In February 2026, Swedish oat drink company Oatly was reportedly prevented in the United Kingdom from using the word “milk” in marketing its plant-based products. Oatly had trade-marked phrases such as the slogan “Post Milk Generation” in the UK. However, following objections from peak industry body, Dairy UK, that such terms breached food identity regulations (which prescribe “milk” as coming from milking animals), the UK’s highest Court found that the use of the word “milk” in this context was contrary to regulations and was not descriptive.

Subsequently, Oatly lost the ability to use its trade-marked slogan.

This article explores whether the same legal risk applies to the marketing of plant-based products in Australia.

How do other countries approach plant milk products?

The UK position aligns with broader international efforts to standardise dairy terminology.

At an international level, Codex Alimentarius (international food standards intended to both improve safety and facilitate global trade) includes the Codex General Standard for the Use of Dairy Terms (CGSUDT). The CGSUDT defines “milk” as the normal mammary secretion of milking animals and generally reserves dairy terms for products derived exclusively from milk. While Codex standards are not automatically binding, they are intended to influence domestic regulatory frameworks and trade expectations.

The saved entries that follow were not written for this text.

PR #339, opened 2015-03-19
Add properties to ManagedSchema and ...

prazanna:
... copy over the Dataset properties to ManagedSchema during schema creation.
JIRA: https://issues.cloudera.org/browse/CDK-959

### DIFF
--- a/kite-data/kite-data-core/src/test/java/org/kitesdk/data/spi/filesystem/TestFileSystemView.java
+++ b/kite-data/kite-data-core/src/test/java/org/kitesdk/data/spi/filesystem/TestFileSystemView.java
@@ -266,7 +266,7 @@ public class TestFileSystemView extends TestRefinableViews {
     final Path nov11 = new Path("target/data/ns/test/year=2013/month=11/day=11");
     assertDirectoriesExist(fs, root, y2013, sep, sep12, oct, oct12, nov, nov11);
 
-    Assert.assertTrue("Delete should return false to indicate no changes",
+    Assert.assertTrue("Delete should return true to indicate data was deleted.",
         unbounded.deleteAll());
     assertDirectoriesDoNotExist(fs, y2013, sep12, sep, oct12, oct, nov11, nov);
     assertDirectoriesExist(fs, root);


kite-data/kite-data-hbase/src/main/avro/ManagedSchema.avsc
```diff
@@ -27,6 +27,9 @@
     { "name": "entitySchemas", "type": { "type": "map", "values": "string" },
       "mapping": { "type": "keyAsColumn", "value": "schema:" } },
 
+    { "name": "properties", "type": { "type": "map", "values": "string" },
+      "default" : null, "mapping": { "type": "column", "value": "meta:properties" } },
```
rdblue: The type isn't nullable, so I don't think you need the null default.

kite-data/kite-data-core/src/main/java/org/kitesdk/data/DatasetDescriptor.java
```diff
@@ -935,6 +936,21 @@ public DatasetDescriptor build() {
         columnMapping = copiedMapping;
       }
 
+      // Parse for properties in the entity schema and merge them with
+      // properties defined. If a property is defined using this builder and
+      // is also in the schema, the value set in the builder will take precedence
+      if(EntityPropertiesParser.hasEmbeddedProperties(schema)) {
```
rdblue: This pattern was needed for the partition strategy and column mappings because we wanted to provide backward-compatibility for existing HBC schemas. Since properties are an addition to the SchemaManager, I don't think we need to worry about them being embedded in Schemas. I think that removes quite a bit of code!

kite-data/kite-data-hbase/src/main/java/org/kitesdk/data/hbase/HBaseMetadataProvider.java
```diff
@@ -168,6 +171,9 @@ public DatasetDescriptor update(String namespace, String name, DatasetDescriptor
     } else {
       LOG.info("Schema hasn't changed, not migrating: (" + name + ")");
     }
+
+    Map<String, String> properties = getProperties(descriptor);
```
rdblue: Do you think this should be a descriptor method? `descriptor.getProperties()` would make sense, along with a setter on the descriptor builder.

kite-data/kite-data-hbase/src/main/java/org/kitesdk/data/hbase/impl/SchemaManager.java
```diff
@@ -196,4 +196,55 @@ public void migrateSchema(String tableName, String entityName,
...
+
+  /**
+   * Sets the properties on the Managed Schema.
+   * All existing properties are removed.
+   *
+   * @param tableName  The table name of the managed schema
+   * @param entityName The entity name of the managed schema
+   * @param properties Map<String, String> properties
+   */
+  void setProperties(String tableName, String entityName,
```
rdblue: What about `getProperties(String table, String entity)` that returns `Map<String, String>`? Why not include it?

kite-data/kite-data-core/src/main/java/org/kitesdk/data/DatasetDescriptor.java
prazanna: Hmm. When schema directory is migrated using the SchemaTool, either all the needed meta data is embedded inside the schema or I guess we would need a concept of a schema directory structure and define file names to read for these meta-data (paritions.json, schema.avro, entity.properties etc). The second approach is whole lot of work involved I guess. COTT team uses the migrateDirectory in SchemaTool to evolve schemas.

kite-data/kite-data-hbase/src/main/avro/ManagedSchema.avsc
prazanna: Yes. Removed.

kite-data/kite-data-hbase/src/main/java/org/kitesdk/data/hbase/HBaseMetadataProvider.java
prazanna: Yea that makes sense. But was not sure if that was intentionally avoided before with the listProperties() and getProperty() as the alternative. I will add a properties(Map<String, String> to the Descriptor builder and a getProperties() to the Descriptor

kite-data/kite-data-hbase/src/main/java/org/kitesdk/data/hbase/impl/SchemaManager.java
prazanna: Including it

rdblue:
Hey @prazanna, feel free to just force-push to your PR branch instead of opening a new PR each time. We don't mind force-pushes for that purpose. Thanks!

prazanna:
I actually did a force-push to my fork. But I am not sure about how this pull request would work on a forced push. Actually looks like it will readjust itself. I am going to try to reopen this.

In the European Union, courts have consistently upheld the reservation of dairy terms for animal-derived products. Other jurisdictions, such as Canada, also maintain protective approaches. By contrast, the United States has taken a more flexible approach in recent regulatory guidance, focusing on whether consumers are misled rather than imposing a blanket prohibition on plant-based products using dairy-style descriptors.

However, while more flexible, draft guidance issued by the US Food & Drug Administration in 2023 referenced consumer research that demonstrated that:

  • US consumers lacked an accurate understanding about the specific nutrients in plant-based milks;
  • a majority of US consumers believed plant-based milks to be healthier than animal milk;
  • a significant proportion found that plant-based products with the term “milk” in their name were nutritionally similar to milk; and
  • the term “milk” created a more favourable impression of almond products when compared to other descriptors like “almond drink”.

The global landscape therefore ranges from strict statutory reservation (UK/EU model) to consumer-perception-based regulation (US model).

What is the legal position on plant milk products in Australia?

Although the Codex General Standard for the Use of Dairy Terms exists internationally, it has not been directly incorporated into Australian domestic law. This is despite the recently finalised free trade agreement with the EU restricting the use of a number of dairy origin descriptors (such as parmigiano Reggiano, feta, munster, etc.), which does not require Australia to adopt stricter EU standards or even Codex Standards in relation to dairy terms beyond prescribed origin descriptors.

Food labelling in Australia is primarily governed by the Australia New Zealand Food Standards Code (Food Standards Code) administered by Food Standards Australia New Zealand (FSANZ), together with the general prohibition on misleading or deceptive conduct under the Australian Consumer Law.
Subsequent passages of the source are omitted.